The remaining options are few. Cable companies are not offering access to their cable networks for Internet service, and wireless options are not typically as technologically advanced as DSL and cable. Thus, ISPs are increasingly being pushed toward the big local phone companies if they want to offer high-speed service at all.

SBC notes it has done far more than any of its competitors to allow ISPs to offer high-speed service. Echoing the lobbying battles that have raged from Washington, D.C., to city halls across the country, the company notes that it is the cable companies that are truly shutting independent ISPs out of the broadband market. The phone companies are at least providing access, the company says.

The company has also worked to "level the playing field," eliminating volume discount rates for ISPs that bought a large number of lines--a provision that had chiefly benefited its own ISP division.

Some ISPs note that SBC's decision to raise its own DSL rates earlier this year has lessened some of the financial pressure on them. But that wasn't enough to ease current concerns.

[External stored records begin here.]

PR #3615, opened 2024-08-19
fix read environment variable when backup or restoring db

lukas-pfeifhofer:
In some situations the reading of environment variables from the container not works as expected with the `Invoke-ScriptInBcContainer` cmdlt, f.i. the latest online sandbox (version 24.4.22295.23050) for Italy on a self-hosted agent not returns any value, on an on-prem sandbox (version 23 and also version 24) instead returns a value as expected.

The following statement was launched on pwsh 7.4.2 with docker version 20.10.21, but returns no value:

```pwsh
Invoke-ScriptInBcContainer -containerName $containerName -scriptblock { $env:IsBcSandbox }
```

Using the following fix for this issue works as expected, and is much more faster then invoking the script:

```pwsh
$inspect = docker inspect $containerName | ConvertFrom-Json
$inspect.Config.Env | Where-Object { $_ -eq "IsBcSandbox=Y" }
```


freddydk:
Thanks... - will have a look at this tomorrow

freddydk:
The fix here is good - but your finding actually points to a problem, which I don't really know the consequence off.
When creating a PSSession or a WinRm session to a container, the environment variables specified when creating the container are not accessible:

image

I am pretty sure that it hasn't been like this all the time - else the code that you replace in this PR would never have worked.

I will approve this PR and investigate if this finding has other impacts...

freddydk (approved):

PR #3626, opened 2024-09-03
Get-NavContainers.ps1 : Adding a parameter: ContainerName to filter on the container name

JFLammech:
Update Get-NavContainers.ps1
Adding a parameter: ContainerName
to filter on the container name


JFLammech:

freddydk:
Why not just use:

```
Get-BcContainers | Where-Object { $_ -like 'bc*' }
```

freddydk:
With -includeLabels - it would be

```
Get-BcContainers -includeLabels | Where-Object { $_.name -like 'bc*' }
```

But I guess you found out.

PR #3658, opened 2024-09-06
Fix - creation of missing reccord in table [Tenant Feature Key]

KM-JAD:
In case that related record in SQL table [dbo].[Tenant Feature Key] is missing, it is created automaticaly and then updated by this script as usual.


freddydk:
And you have tested that this actually works?

freddydk (approved):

The California ISP Association has complained to the Federal Communications Commission. InReach's Bickford said she has written angry letters to the FCC, to California state regulators, and to Pacific Bell.

The ISPs refusing to sign the new contracts are still working under their old contracts, which technically expired last December. But SBC is changing its pricing policy, and companies that don't sign the new contract will be cut off, according to letters the phone company has sent to ISPs about its plans.

For now, at least, the ISPs hope that regulatory and public pressure can change a business course that worries them.

"It's a sales model that makes no sense in a competitive world," said David Simpson, an attorney for the California ISP Association. "But ISPs are trying to survive in a near-monopoly structure for DSL."